Operator Guide

  • Task-shaped workflow
  • Public instance
  • v1.51.2

Phantom Tide is not designed to reward blind clicking. Start with the map, verify freshness and source state, then compress the question with convergence, tracked-aircraft alerts, proximity query, or Area Intelligence Report.

Start Here

  • Use the map first. World zoom is a triage surface, not a complete traffic plot.
  • Read the header before chasing detail: mode, last update, next refresh, and access state tell you how much to trust the current surface.
  • Open Layers when a source matters. Dense live layers are intentionally suppressed at low zoom to keep the map legible and fast.

Read State Correctly

  • Live: the latest ingest succeeded and the source is updating normally.
  • Degraded: the source answered, but quality, completeness, or subtype fidelity fell.
  • Stale: old or cached data is still being shown so the picture stays usable, but it should not be treated as fresh.
  • Tier-limited: the layer or feature exists, but the current access tier is intentionally capped.

Do not treat an empty layer as proof of absence until you have checked zoom, time window, and source health.

Cadence Matters

  • The browser refreshes on a 30 second loop, but upstream sources do not all recollect every 30 seconds.
  • Fast sources such as AIS, OpenSky, NOTAM, and SWPC run on a 5 minute collector cadence.
  • The supplemental vessel and aircraft entity feed also refreshes every 5 minutes.
  • Many environmental and advisory sources run on 15 to 60 minute cadences because the upstream itself does not change faster than that.
  • Some reference or orbital-context sources update every 4, 6, or 24 hours.

The practical rule is simple: a fresh browser refresh does not guarantee a fresh upstream collection. Read the source state before treating absence or persistence as signal.

Tracked Aircraft Workflow

  • Watch the aircraft banner or alert tables for a tracked-aircraft hit.
  • Click the banner or the marker to open the right-side detail panel.
  • Use the detail panel to verify callsign, registration, origin, timing, and geometry before reacting to the map icon alone.
  • If the track matters, use the track button in detail to pull history instead of relying on one state vector.

Convergence Zones

  • Convergence is a triage layer. It ranks where multiple independent signals overlap.
  • Use the score to decide where to look first, not as a standalone verdict.
  • Read the popup for evidence families, contributor weights, and 72-hour change.
  • If a zone looks empty at world zoom, drill in. Lower-priority cells are hidden until the view is tight enough to stay readable.

Proximity Query and Area Report

  • Right-click any map point to open a radius query.
  • Use Proximity Query to rank nearby signals, infrastructure, and corroborating context by distance.
  • Use Area Intelligence Report when you need a deterministic plain-text sitrep for a fixed circle.
  • The highlighted circle is part of the workflow. Verify the area before copying the output.

Adaptive Mode

Phantom Tide exposes its interaction mode in the Session panel. Only help density, shorthand, and guidance emphasis adapt automatically.

  • Teach / tutorial: full prompts and explicit guidance stay on.
  • Deep / analytical: denser context, fewer reminders, more investigative framing.
  • Fast / browsing: shorthand copy and keyboard cues take priority.

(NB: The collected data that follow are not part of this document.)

PR #572, opened 2018-05-18
[many_body_operator] Fix #567 (master)

### LINKED ISSUE #567: Many_body operators with generic fields

krivenko:
@francescopt Here the fix for #567 to be merged into `master`.

### DIFF
--- a/triqs/hilbert_space/imperative_operator.hpp
+++ b/triqs/hilbert_space/imperative_operator.hpp
@@ -203,6 +203,8 @@ template <typename HilbertType, typename ScalarType = double, bool UseMap = fals
   auto args_tuple = std::make_tuple(args...);
 #endif
 
+  using amplitude_t = typename StateType::value_type; 
+
   for (int i = 0; i < all_terms.size(); ++i) { // loop over monomials
    auto M = all_terms[i];
 #ifdef GCC_BUG_41933_WORKAROUND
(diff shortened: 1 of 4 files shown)


francescopt:
Thank you, this solves the issue #567 .

parcollet:
Fixed and merged in 2.0

PR #574, opened 2018-05-23
[test] gf_density boson test fails! n = infty...

HugoStrand:
The density calculation is completely broken for bosons and there is no test that checks this functionality.. here is a test.

Please, merge.


HugoStrand:
I have implemented the density calculation for the bosonic case in the last commit. Please, review and merge.

PR #585, opened 2018-06-01
Add key-word argument for center of SemiCircular

DerWeh:
Add `chem_potential` key-word argument to allow SemiCircular density of states away from half-filling.
The argument should be renamed to match TRIQS naming conventions.

The function seems not yet to properly work, as `density()` complains about non-vanishing 0th.

### DIFF
--- a/pytriqs/gf/descriptors.py
+++ b/pytriqs/gf/descriptors.py
@@ -71,21 +71,29 @@ class SemiCircular (Base):
       
     (Only works in combination with frequency Green's functions.)
     """
-    def __init__ (self, half_bandwidth):
+    def __init__ (self, half_bandwidth, chem_potential=0.):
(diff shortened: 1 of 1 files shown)


DerWeh:
Personally I would prefer this version of the function:
```python
om_rel = om / D
return 2./D*om_rel*(1. - (1. - 1./(om_rel*om_rel))**0.5)
```

While it requires a complex root and and a devision, it is far more readable to me, as the units are clear. I don't know if that is an issue concerning numerical accuracy.
`**0.5` avoids the difficulty if `float sqrt`, `complex sqrt` or `numpy sqrt` is needed.

parcollet:
Merging this.
For the function writing, my choice was to avoid complex sqrt since I was not sure it would 
be clearer to think about the precise determination of sqrt in the complex plane.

Map controls, source colors, severity meaning, and click paths stay fixed for trust and muscle memory. You can lock or reset the current mode at any time.

Access and Session Memory

  • Starter access is anonymous and intentionally limited to keep the live surface readable.
  • Expanded access is browser-session based. If a feature is locked, the Access panel will say so explicitly.
  • Session memory is local-only and dialogic. If Phantom Tide remembers a working style, it asks before reusing it.

Keyboard and Reversible Actions

  • ? opens the in-app guide and shortcut sheet.
  • Escape closes drawers, dialogs, and menus.
  • t toggles relative and UTC time.
  • i opens or closes the intel briefings.
  • j and k move through the live briefing rows without changing map or layer state.
  • Enter opens the current briefing row in the Detail panel.
  • f focuses the map on the current row or selected signal.
  • Compact-screen controls: [ opens Layers, ] opens Detail.

Three Good Questions

  • Which signals are overlapping that should not overlap?
  • Which sources disagree about location, timing, or presence?
  • What is the freshest trustworthy path to a plain-language sitrep?